Femtosecond laser ablation of Zn in air and ethanol: effect of fluence on the surface morphology, ablated area, ablation rate and hardness

Abstract

This paper reports the effect of Ti:Sapphire laser (800 nm, 30 fs) fluence on the surface morphology, ablated area, ablation rate and hardness of a femtosecond laser irradiated Zn in air and ethanol. Targets were exposed to 1000 succeeding pulses at various fluences ranging from 1.3 to 5 J cm−2. To characterize the growth of structures on the surface of irradiated Zn, Field Emission Scanning Electron Microscopy (FESEM) has been performed. The ablation depth has been measured using a confocal microscope. Nonuniform surface morphology with an appearance of both micro and nanoscale droplets, particulates and rims has been observed in case of air-assisted ablation, whereas, in ethanol, nanoscale colloids, droplets, pores and bowl-shaped cavities have been formed.
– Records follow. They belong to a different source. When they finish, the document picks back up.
PR #2264, opened 2026-04-02
Run toolkit validation in operand init containers

rajathagasthya:
## Description

The toolkit-validation init containers in operand DaemonSets previously
polled for a toolkit-ready sentinel file on the host. During driver reinstall
cycles, it is possible for operands to (in unknown situations) to find a
stale toolkit-ready file from a previous cycle, passing the init gate
while nvidia-smi would actually fail.

Replace the shell-based sentinel file check with a nvidia-validator
check. This runs nvidia-smi through the toolkit runtime wrapper and
retries until it succeeds, validating both toolkit injection and driver
module readiness without depending on host sentinel files.

## Checklist

### DIFF
--- a/assets/state-dcgm-exporter/0800_daemonset.yaml
+++ b/assets/state-dcgm-exporter/0800_daemonset.yaml
@@ -28,13 +28,20 @@ spec:
       - name: toolkit-validation
         image: "FILLED BY THE OPERATOR"
         command: ['sh', '-c']
-        args: ["until [ -f /run/nvidia/validations/toolkit-ready ]; do echo waiting for nvidia container stack to be setup; sleep 5; done"]
+        args: ["nvidia-validator"]
+        env:
+        - name: NVIDIA_VISIBLE_DEVICES
+          value: "all"
+        - name: WITH_WAIT
+          value: "true"
+        - name: COMPONENT
+          value: toolkit
         securityContext:
           privileged: true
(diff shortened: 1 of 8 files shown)


assets/state-dcgm-exporter/0800_daemonset.yaml
```diff
@@ -28,13 +28,20 @@ spec:
...
+        - name: COMPONENT
+          value: toolkit
         securityContext:
           privileged: true
         volumeMounts:
           - name: run-nvidia
-            mountPath: "/run/nvidia"
-            mountPropagation: HostToContainer
+            mountPath: /run/nvidia
+            mountPropagation: Bidirectional
```
rajatchopra, line 44: Noob question: why does the nvidia-validator want bidrectional mount? It isn't playing with any files is it?

tariq1890:
Closing this PR for now as the bug this was created in response to is still not reliably reproducible.

assets/state-dcgm-exporter/0800_daemonset.yaml
rajathagasthya: It does create and delete status files: https://github.com/NVIDIA/gpu-operator/blob/35d35715dd3f2441ddf8323e7f01a2f006116824/cmd/nvidia-validator/main.go#L1151-L1171

PR #2269, opened 2026-04-06
Remove the CC_CAPABLE_DEVICE_IDS variable

manuelh-dev:
The use of this variable has been obsoleted in k8s-cc-manager, hence removing the variable from values.yaml

### DIFF
--- a/deployments/gpu-operator/values.yaml
+++ b/deployments/gpu-operator/values.yaml
@@ -513,9 +513,6 @@ ccManager:
   version: v0.3.0
   imagePullPolicy: IfNotPresent
   imagePullSecrets: []
-  env:
-    - name: CC_CAPABLE_DEVICE_IDS
-      value: "0x2339,0x2331,0x2330,0x2324,0x2322,0x233d"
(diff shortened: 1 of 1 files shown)


rajatchopra:
Looks good. Just wondering why https://github.com/NVIDIA/gpu-operator/blob/main/assets/state-cc-manager/0500_daemonset.yaml never had the env passed into it.

manuelh-dev:
@cdesiniotis @tariq1890 - could you please take a look?

cdesiniotis (approved):

cdesiniotis:
> Looks good. Just wondering why https://github.com/NVIDIA/gpu-operator/blob/main/assets/state-cc-manager/0500_daemonset.yaml never had the env passed into it.

This env used to be hardcoded in the daemonset template, but was removed in https://github.com/NVIDIA/gpu-operator/commit/eea29f1f47a36f27332056ba55daf07fff10b0d8. Looks like we forgot to remove it from the helm values as well. Thanks @manuelh-dev for the contribution!

PR #2281, opened 2026-04-09
default to the R580 driver instead of R595

tariq1890:
We want to continue defaulting to R580 as the upcoming release of gpu-operator is a patch release. Pointing to a new driver branch should be done in a major/minor release of gpu-operator.


rahulait:
Should we keep main on 595 and release-26.3 on 580?

tariq1890:
Good suggestion, I am open to that

tariq1890:
Created a new PR - https://github.com/NVIDIA/gpu-operator/pull/2283

PR #363, opened 2025-06-30
BUG: exclude dotfiles from `MultiDirValidationMixin`

### LINKED ISSUE #362: Some validators use `self.path.iterdir()` which trips over `.DS_store`
**Bug Description**
Discovered in https://forum.qiime2.org/t/importing-mags-into-moshpit/33269/8 where the `MultiDirValidationMixin` was raising an error when importing `SampleData[MAGs]`, but I am pretty sure there's going to be other examples of this.

The general issue is that on OS X, `Finder` will create `.DS_store` files which hold a bit of UI state for the application. QIIME 2 generally ignores these:

https://github.com/qiime2/qiime2/blob/8cbd3d153e1a0fcedfdcb31a8bafd832cc4d54cb/qiime2/core/archive/archiver.py#L101

https://github.com/qiime2/qiime2/blob/8cbd3d153e1a0fcedfdcb31a8bafd832cc4d54cb/qiime2/plugin/model/directory_format.py#L174

But internal `_validate_` methods may not be as aware of the treachery and raise errors.

lizgehret:
closes #362 

Upon review of the non-`DirectoryFormat` child classes, it looks like `MultiDirValidationMixin` is the only culprit we have to worry about here. The only other Mixin class doesn't perform file validation (`FileDictMixin`), so we should be covered there.

I added a couple of tests for different child classes that use `MultiDirValidationMixin` to confirm dotfiles are ignored - but open to other approaches if there's a better/more efficient way to test.


ebolyen (approved):
Looks great! Just waiting on CI.

PR #366, opened 2025-07-28
Validating paired end sequences have the same amount of counts forward as reverse.

### LINKED ISSUE #207: Validate paired-end sets are record-matched
**Improvement Description**
Validation of paired-end samples should ensure that foward and reverse reads have the same number of records.

**Current Behavior**
This check doesn't exist.

**Proposed Behavior**
This check should exist.

**References**
1. [Forum post](https://forum.qiime2.org/t/manifest-file-error-on-import/8711/14?u=thermokarst)

Macabe222:
Produces an error when validating paired end formats that do not have the same sequence counts forward as reverse.

The validation time of a PairedEndFastqManifestV2 format with 10 files each containing 5 million reads is approximately 2.9 seconds with this new validation and 1.71 seconds with the old. 
Resolves #207


q2_types/per_sample_sequences/tests/data/benchmarking/time.py
colinvwood, line 1: don't commit this

q2_types/per_sample_sequences/tests/data/benchmarking/large_manifest
colinvwood, line 1: don't commit this

q2_types/per_sample_sequences/_formats.py
```diff
@@ -92,6 +92,34 @@ class _PairedEndFastqManifestV2(FastqAbsolutePathManifestFormatV2):
...
+                if (
+                    os.path.exists(file_path_rev) and
+                    os.path.exists(file_path_fwd)
+                ):
+                    if not validate_paired_ends_match(
+                            file_path_rev, file_path_fwd
+                    ):
+                        raise ValidationError(
+                            'There are not the same number of sequence counts '
+                            'forward as reverse.'
```
colinvwood: Let's say something along the lines of "A pair of paired-end files were found to not have the same number of records. First file {forward file name} has {x} records. Second file {reverse file name} has {y} records."

q2_types/per_sample_sequences/_util.py
```diff
@@ -361,6 +361,22 @@ def _mag_manifest_helper(dirfmt, output_cls, manifest_fmt,
     return result
 
 
+def validate_paired_ends_match(file_fwd, file_rev):
```
colinvwood: Type hints and docstring

q2_types/per_sample_sequences/_util.py
```diff
@@ -361,6 +361,22 @@ def _mag_manifest_helper(dirfmt, output_cls, manifest_fmt,
...
+    def count_lines(file):
+        result = 0
+        with gzip.open(file, 'rb') as f:
+            while block := f.read(1024 * 1024):
+                result = result + block.count(b'\n')
+        return result
```
colinvwood: new line after function def

q2_types/per_sample_sequences/_util.py
```diff
@@ -361,6 +361,22 @@ def _mag_manifest_helper(dirfmt, output_cls, manifest_fmt,
...
+    fwd_count = count_lines(file_fwd)
+    rev_count = count_lines(file_rev)
+
+    if fwd_count != rev_count:
+        return False
+    else:
+        return True
```
colinvwood: I think you can raise the validation error in here, since you'll need access to these counts

q2_types/per_sample_sequences/_formats.py
```diff
@@ -92,6 +92,34 @@ class _PairedEndFastqManifestV2(FastqAbsolutePathManifestFormatV2):
     METADATA_COLUMNS = {'forward-absolute-filepath': 'forward',
                         'reverse-absolute-filepath': 'reverse'}
 
+    def _validate_(self, level):
+        super()._validate_(level)
+
+        paired_samples = pd.read_csv(
```
colinvwood: wasn't there a transformer from fastq manifest formats to dataframe?

q2_types/per_sample_sequences/_formats.py
```diff
@@ -92,6 +92,34 @@ class _PairedEndFastqManifestV2(FastqAbsolutePathManifestFormatV2):
...
+            str(self.path), header=0, comment='#', dtype=str, sep='\t'
+        )
+
+        for _, row in paired_samples.iterrows():
+
+            file_name_rev = row['reverse-absolute-filepath']
+            file_name_fwd = row['forward-absolute-filepath']
+
+            if pd.notna(file_name_rev) and pd.notna(file_name_fwd):
```
colinvwood: lets do if not break for this check and the os.path.exists check just so we don't have to nest so deeply

q2_types/per_sample_sequences/_formats.py
```diff
@@ -318,6 +346,30 @@ def _validate_(self, level):
         elif self._REQUIRE_PAIRED:
             raise ValidationError("Reads are not paired end.")
 
+        if forwards and reverse:
+            samples = {}
+
+            for file in self.path.iterdir():
+                match = re.match(
+                    r'(.+?)_S\d+_L\d{3}_R([12])_001\.fastq\.gz', file.name
```
colinvwood: Lets try to use the regex that's in the path make method above. 

I think instead we should iterate over all files and try to match that regex to confirm its a sequence file, then just replace the R1/R2 with the other to find its pair, and keep track of the ones we visited to not double check.

q2_types/per_sample_sequences/_formats.py
Macabe222: Only for the format sequence-id,filename,direction not for sequence-id, rev-absolute filepath, fwd-absolute filepath

q2_types/per_sample_sequences/tests/test_formats.py
```diff
@@ -150,6 +151,34 @@ def test_duplicate_filepaths(self):
...
+            'unmatched_paired_end/sample-name-1_S1_L001_R2_001.fastq.gz'
+        )
+        manifest = self.template_manifest(
+           unmatched_manifest, {'r1': file_fwd_unmatch, 'r2': file_rev_unmatch}
+        )
+
+        for fmt in self.pe_formats:
+            with self.assertRaisesRegex(
+                ValidationError,
+                re.compile(
```
colinvwood: looks over-indented

q2_types/per_sample_sequences/_formats.py
```diff
@@ -92,6 +92,31 @@ class _PairedEndFastqManifestV2(FastqAbsolutePathManifestFormatV2):
...
+        paired_samples = pd.read_csv(
+            str(self.path), header=0, comment='#', dtype=str, sep='\t'
+        )
+
+        for _, row in paired_samples.iterrows():
+
+            file_name_rev = row['reverse-absolute-filepath']
+            file_name_fwd = row['forward-absolute-filepath']
+
+            if not pd.notna(file_name_rev) and pd.notna(file_name_fwd):
```
colinvwood: I think `pd.isna` exists so you may not need the double negative. 

Look closely at how this expression evaluates. Does the `not` extend to both `pd.notna`s or just the first?

q2_types/per_sample_sequences/_formats.py
```diff
@@ -92,6 +92,31 @@ class _PairedEndFastqManifestV2(FastqAbsolutePathManifestFormatV2):
...
+                break
+
+            file_path_rev = str(self.path.parent / file_name_rev)
+            file_path_fwd = str(self.path.parent / file_name_fwd)
+
+            if not (
+                os.path.exists(file_path_rev) and
+                os.path.exists(file_path_fwd)
+            ):
+                break
```
colinvwood, line 117: newline

q2_types/per_sample_sequences/_util.py
```diff
@@ -361,6 +363,31 @@ def _mag_manifest_helper(dirfmt, output_cls, manifest_fmt,
...
+        return result
+
+    fwd_count = count_lines(file_fwd)
+    rev_count = count_lines(file_rev)
+    if fwd_count != rev_count:
+        raise ValidationError(
+            'A pair of paired-end files were found not to have'
+            ' the same number of records.' + str(file_fwd) + ' has '
+            + str(fwd_count) + ' number of records. ' + str(file_rev) + ' has '
+            + str(rev_count) + ' number of records.'
```
colinvwood: use format (f'{}') strings

q2_types/per_sample_sequences/_formats.py
```diff
@@ -318,6 +343,26 @@ def _validate_(self, level):
         elif self._REQUIRE_PAIRED:
             raise ValidationError("Reads are not paired end.")
 
+        if forwards and reverse:
```
colinvwood, line 351: add a comment above this block since the validate is doing a lot of things

q2_types/per_sample_sequences/_formats.py
```diff
@@ -92,6 +92,32 @@ class _PairedEndFastqManifestV2(FastqAbsolutePathManifestFormatV2):
...
+        paired_samples = pd.read_csv(
+            str(self.path), header=0, comment='#', dtype=str, sep='\t'
+        )
+
+        for _, row in paired_samples.iterrows():
+
+            file_name_rev = row['reverse-absolute-filepath']
+            file_name_fwd = row['forward-absolute-filepath']
+
+            if pd.isna(file_name_rev) and pd.isna(file_name_fwd):
```
colinvwood: what if only one is na?

PR #369, opened 2025-08-26
Revert "Validating paired end sequences have the same amount of counts forward as reverse."

lizgehret:
Reverts qiime2/q2-types#366


lizgehret:
Reverting this to partially address https://github.com/qiime2/q2-cutadapt/issues/72 as the test failure in cutadapt is blocking new distribution builds. Will open another PR with these changes so the necessary tweaks can be made off of that branch.

PR #370, opened 2025-08-26
MAINT: Validating paired end sequences have the same amount of counts forward as reverse

lizgehret:
This is a re-opened PR with the same changes as #366 to address https://github.com/qiime2/q2-cutadapt/issues/72


lizgehret:
closing in favor of #371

The ablation of Zn in air is responsible for deep craters with pronounced melt expulsions and ripples. Whereas, shallow and clean craters are formed in ethanol. The ablation threshold fluence is evaluated analytically and experimentally by employing three methods, i.e., squared diameter, depth ablation rate, and volume ablation rates. The hardness of irradiated targets is higher as compared to untreated Zn and shows an increasing trend with increasing fluence for both environments. However, in the case of ethanol, the hardness values are higher than air.